Andrea Abreu López (January 10, 1995, Icod de los Vinos, Tenerife, Spain) is a Spanish writer from the Canary Islands. She published the poetry collection Mujer sin párpados (literally Woman with no eyelids) in 2017, and the fanzine Primavera que sangra (Bleeding Spring) in 2020. Also in 2020, her debut novel Panza de burro was published by Sabina Urraca. The book was a massive hit and therefore optioned for translations in various languages, including English (the title being translated as Dogs of Summer).

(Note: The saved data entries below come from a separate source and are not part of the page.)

PR #277, opened 2024-12-31
Rack 3 support

kyleplump:
multiple gems are impacted and updated by this change. this gem is the most significantly changed. i'll link to the open PR's of the affected gems below.  please let me know if you'd like to see any changes, thanks!

## highlights
changelog for Rack 3: https://github.com/rack/rack/blob/main/UPGRADE-GUIDE.md

- response headers are now [required to be lower case](https://github.com/rack/rack/blob/main/UPGRADE-GUIDE.md#response-headers-must-be-lower-case)
- `rack.input` is now [no longer rewindable](https://github.com/rack/rack/blob/main/UPGRADE-GUIDE.md#rackinput-is-no-longer-required-to-be-rewindable)
    - this impacts [processing multiform data](https://github.com/rack/rack/blob/main/UPGRADE-GUIDE.md#rackinput-is-no-longer-rewound-after-consuming-form-and-multipart-data) as well

- some specs needed updating, on account that the `content-length` response header no longer a part of the implementation of `Rack::Response`. this change [happened in v2.1](https://github.com/rack/rack/issues/1472#issuecomment-574362342), and while not directly related to Rack 3, was included here to get all green

## impacted gems
- hanami: https://github.com/hanami/hanami/pull/1493
- cli: https://github.com/hanami/cli/pull/289
- controller: https://github.com/hanami/controller/pull/460
- devtools: https://github.com/hanami/devtools/pull/90


cllns:
Excellent! Thanks so much for doing this. It'll be a huge win when we can make a release that supports Rack 3.

Looks like there are some Rubocop errors, can you fix those?

I have a few questions (for you and others):
* Do we want to _require_ rack 3 or simply support it, if people want to upgrade themselves?
  * If we require rack 3, then we should add support for people who have mixed-cased headers, so it's not a breaking change. It seems like [Rack::Headers does this](https://github.com/rack/rack/blob/main/UPGRADE-GUIDE.md#response-headers-must-be-lower-case).
  * If we don't require rack 3, then we might have to add conditionals based on rack version. Hopefully we can avoid this or at least minimize it.
* Do we _need_ our input to be rewindable with `Rack::RewindableInput::Middleware` at all? What if we just consume the headers / form data as part of our parsing, add it to the env/params, then never need to rewind? Is that an option? I guess it's more performant.
* Similarly, for Content-Length, do we want add `Rack::ContentLength` middleware to all hanami-router apps, by default?
* Along those lines, if we need rewindable input for normal non-streaming HTTP data, then can we let people opt out so they can use Rack 3's streaming support? This could definitely be a separate PR that comes later.

kyleplump:
thanks for checking this out @cllns ! 

 fixed the rubocop offenses

- this is an excellent point. i feel as though the better DX would be to _support_ and not _require_ rack 3.  the number of code changes isn't so significant that i think we can get away with only a few conditionals, though I'll defer to your judgement here
- i'm not sure we _need_ rewindable inputs. i think your suggestion of putting it into the env/params would certainly work (and already has some precedent, re: `Router#_params`). I kept the rewindable input just to match what was already there, but would be happy to do away with it if we want to avoid bringing in another middleware
- i think having the `Rack::ContentLength` middleware is a great idea, and can add this in
- another excellent point. I'd love to provide more 'rack 3+ specific' features, and will definitely start thinking about how to include that into the existing gem.  including them here, or in a separate PR, i'll once again defer to your excellent judgement 😄

cllns:
> * this is an excellent point. i feel as though the better DX would be to _support_ and not _require_ rack 3.  the number of code changes isn't so significant that i think we can get away with only a few conditionals, though I'll defer to your judgement here

Sweet! If it's possible, I think that would be best, so we can keep this a minor version release. 

We'll have to add rack-version to our CI matrix, but that's not a problem. It makes sense for a router.

Now that I think about it, even if Rack 3 is optional, we don't want users who are setting mixed-case headers to break their apps, so we should use Rack::Headers regardless.

> * i'm not sure we _need_ rewindable inputs. i think your suggestion of putting it into the env/params would certainly work (and already has some precedent, re: `Router#_params`). I kept the rewindable input just to match what was already there, but would be happy to do away with it if we want to avoid bringing in another middleware

Outside of whether we _need_ it, I feel like there might be reasons we _want_ rewindable input... I guess it's more performant to keep the same input & rewind it instead of copying everything we need over. Plus users may be rewinding already (e.g. in middleware) and we don't want that to break.

Curious how others feel about this. I think it might make sense to use rewindable input by default for Rack 3 (maybe based on content type?) but hopefully there's a way to automatically allow non-rewindable inputs as well, for streams. If it can't be automatic then we should try to make it simple to opt-out of rewindable inputs.

I wish I knew more about Rack. I've read the UPGRADE_GUIDE, and started 'watching' the repo a couple weeks ago, so hopefully I can get a better grasp on it.

> * i think having the `Rack::ContentLength` middleware is a great idea, and can add this in

Looking into it, the [Rack::ContentLength middleware](https://github.com/rack/rack/blob/main/lib/rack/content_length.rb) only applies to responses that don't have the header already set. What if we just set it in hanami/hanami and leave it out of the router? Then we can document how users can add it. This keeps the router as small and flexible as possible. I think it's probably better to set it ourselves in the framework than rely on the middleware (which seems like more of a fallback).


> * another excellent point. I'd love to provide more 'rack 3+ specific' features, and will definitely start thinking about how to include that into the existing gem.  including them here, or in a separate PR, i'll once again defer to your excellent judgement 😄

This is already a big change (across several repos, thank you!), so I think it'd be wise to keep the scope of this as small as we can. Then we can work on Rack 3+ features, and ship those independently.

So I think at this point:
* Relax requirement to Rack > 2
* Add testing Rack 2 and Rack 3 to CI matrix for this gem (and hanami/hanami?)
* Make sure we support both, using RewindableInput
* Un-do the changes for updating the specs to lowercase headers, to ensure we don't break people using mixed case headers.

Then we can get these merged, and work on non-rewindable inputs in separate PR's. We could ship rewindable-only Rack 3 support or wait until we actually support non-rewindable input to ship a new versions of the gems. 

Curious to get @timriley's feedback :)

kyleplump:
hi @cllns 👋 (sorry its been 10 years)

i just committed some changes. some thoughts:

- relaxed the rack requirement
- allowed handling of mixed case headers
- injected content-length when necessary, not relying on the middleware

---
### headers
this was the trickiest part for me, and would be very curious to hear your thoughts on it.  i ran into a few different roadblocks, but think i have a solution:

- all of the specs had hard coded, mixed case headers to assert against.  in the previous iteration of this PR, i just lower cased them to match Rack3 spec.  in this new iteration, I left the headers untouched _but_ wrapped them in a new spec helper which either passes them through as is (for < rack 3), or relies on `Rack::Headers` for > rack 3.
- http headers that the router automatically injects (e.g., sometimes `location`, sometimes `allow`), are both 'checking' rack version (via a check for `Rack::Headers`), and responding appropriately.  Casing is incompatible between versions: `Allow` breaks Rack 3, but is needed for < Rack 3, etc.

these changes have achieved our own passing tests, as well as allowing the router to be able to respond correctly to multiple, technically incompatible, versions of Rack with just a few conditionals

### content-length
I'm honestly slightly confused by what you mean here.  i feel like automatically calculating and injecting the `content-length` header is the perfect work for the router? I added that behavior here, but would be happy to pull it out if you feel its better placed elsewhere.  

---
i'd love to keep cracking at this and want to make sure its right, so let me know any changes you'd like to see. and thank you again!

lib/hanami/router.rb
```diff
@@ -916,15 +922,18 @@ def _redirect(to, code)
     def _params(env, params)
       params ||= {}
       env[PARAMS] ||= {}
+      input = Rack::RewindableInput.new(env[::Rack::RACK_INPUT]) if env[::Rack::RACK_INPUT]
```
timriley, line 925: I wonder if we're "burying the lede" a little bit by doing this conversion of the input to a rewindable input down here in this `_params`.

The job of the `_params` method is to _extract params_, and by adding this line, I feel like we're asking it to do more than that, which isn't a good design change.

If we're deciding that we want to force a rack 3 input to be rewindable as the first part of our rack 3 transition, couldn't we do this conversion right up in `Router#call`?

`Router#call` is is the main entry point for the router, and as such, it feels like a more appropriate place to do something like this. It would make the rewindable conversion more prominent, and give us a clearer place to comment why we're doing it (this is important, IMO).

Can you please have a go at moving it there?

And as part of moving it there, I wonder if we actually want to wrap it in the rack_3? conditional, e.g.

```ruby
# Explanatory comment goes here
if rack_3? && (input = env[::Rack::RACK_INPUT])
  env[::Rack::RACK_INPUT] = Rack::RewindableInput.new(input)
end
```

Having this lead with the `rack_3?` conditional would also make it clearer that it's part of our Rack 3 transition strategy.

spec/support/http.rb
```diff
@@ -18,6 +18,20 @@ def self.testable?(mounted, requested)
         (mounted == requested) ||
           (mounted == "get" && requested == "head")
       end
+
+      def self.headers(expected)
```
timriley, line 22:
```suggestion
      def self.headers(headers_hash)
```

Having "expected" as an arg name here feels a bit confusing because that's a name we typically use when making test assertions/expectations. Here we're just conditionally converting the a headers hash into a different kind of hash-like object. So I think it's best to avoid the misleading argument name.

timriley: It would also be good if we added a line of docs above this method, explaining why we have it and what it does.

spec/unit/hanami/router/redirect_spec.rb
```diff
@@ -12,8 +12,14 @@
       env = Rack::MockRequest.env_for("/redirect")
       status, headers, = router.call(env)
 
+      location_header = if Hanami::Router.modern_rack?
+                          headers.fetch("location")
```
timriley, line 16:
```suggestion
                          headers["location"]
```

Having the `.fetch` on one side of the conditional and not the other imparts special emphasis on the fetch, which I don't think is warranted here. Even if `headers` don't have a `"location"` key (which would fail the fetch), if we used `headers["location"]` instead, we'd get a `nil` and still end up with a failing expectation a few lines below, which is a more useful outcome from the test than a `KeyError`.

(This suggestion applies to here as well as the few other places in our specs where we're doing a similar thing)

timriley: While we're here, let's use sensible indentation 😅 

```ruby
headers =
  if blah?
    "blorp"
  else
    "fneep"
  end
```

I'm happy with basically anything except the indentation style you've used here 😆

spec/support/http.rb
timriley: Another thought: I'm not in love with the quite verbose full `RSpec::Support::HTTP.headers` method name we have to pepper all over our spec files.

What if we:

1. moved this method onto another module, say `RSpec::Support::Rack`
2. called the method `rack_headers`
3. and then did an RSpec `config.include RSpec::Support::Rack`
4. allowing us to do a plain `rack_headers(...)` method call throughout our specs?

That feels like a lot less noise in the tests, helping us keep the focus on the actual header values that we're passing to the method.

Would you be up for giving that a go?

timriley (commented):
Thank you so much for doing this, @kyleplump, and thank you @cllns for the wonderful feedback on this PR so far! 😍 

I agree that we should be supporting both Rack 2 and 3 for the time being. Hanami 3 (whenever that comes) would be the right time to drop Rack 2 support.

If I might attempt summarise the changes here, adding Rack 3 compatibility boils down to:

1. Loosening the gem dependency (of course)
2. Deciding that we'll keep rewindable input objects as a first step of this transition, since that's what we've been expecting with Rack 2 to date
3. Updating our tests to expect the lower-cased headers that Rack 3 gives us

That's basically it, right?

If so, that's a really nice and simple adjustment. Easy to communicate, easy (hopefully) for others to understand. And it means the only thing we have to focus on for a full Rack 3 switch is a decision about rewindable input.

Love your work!

As for this PR, I've made a range of small suggestions via inline comments.

Biggest one is about moving the work of converting the input to rewindable up into `Router#call`, since I think that is an important behaviour, and keeping it buried in `Router#_params` makes it harder for us and our future contributors to find and understand.

Have a read of it all and please let know if there's anything else you'd like to discuss!

lib/hanami/router/block.rb
```diff
@@ -66,6 +66,10 @@ def params
         # @since 2.0.0
         def call
           body = instance_exec(&@blk)
+
+          # explicitly set 'content-length' header
+          headers[::Rack::CONTENT_LENGTH] = body.size.to_s
```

In 2021, she was named by Granta magazine as one of the best young writers in the Spanish language.

== Career ==
Andrea Abreu was born in the town of Icod de los Vinos, belonging to Santa Cruz de Tenerife, on the island of Tenerife, Canary Islands. She has had a passion for writing since childhood; at the age of ten, she won the school poetry prize Emeterio Gutiérrez Albelo. Her interest in poetry led her to take a poetry course with Coriolano González at the Canary School of Literary Creation.

She studied Journalism at the University of La Laguna (ULL). In 2017, she moved to Madrid to pursue a master's degree in Cultural Journalism and New Trends at the Universidad Rey Juan Carlos.

As a journalist, she has contributed to various media outlets, including 20minutos.es, Tentaciones (El País), Oculta Lit, LOLA (BuzzFeed), Quimera, and Vice.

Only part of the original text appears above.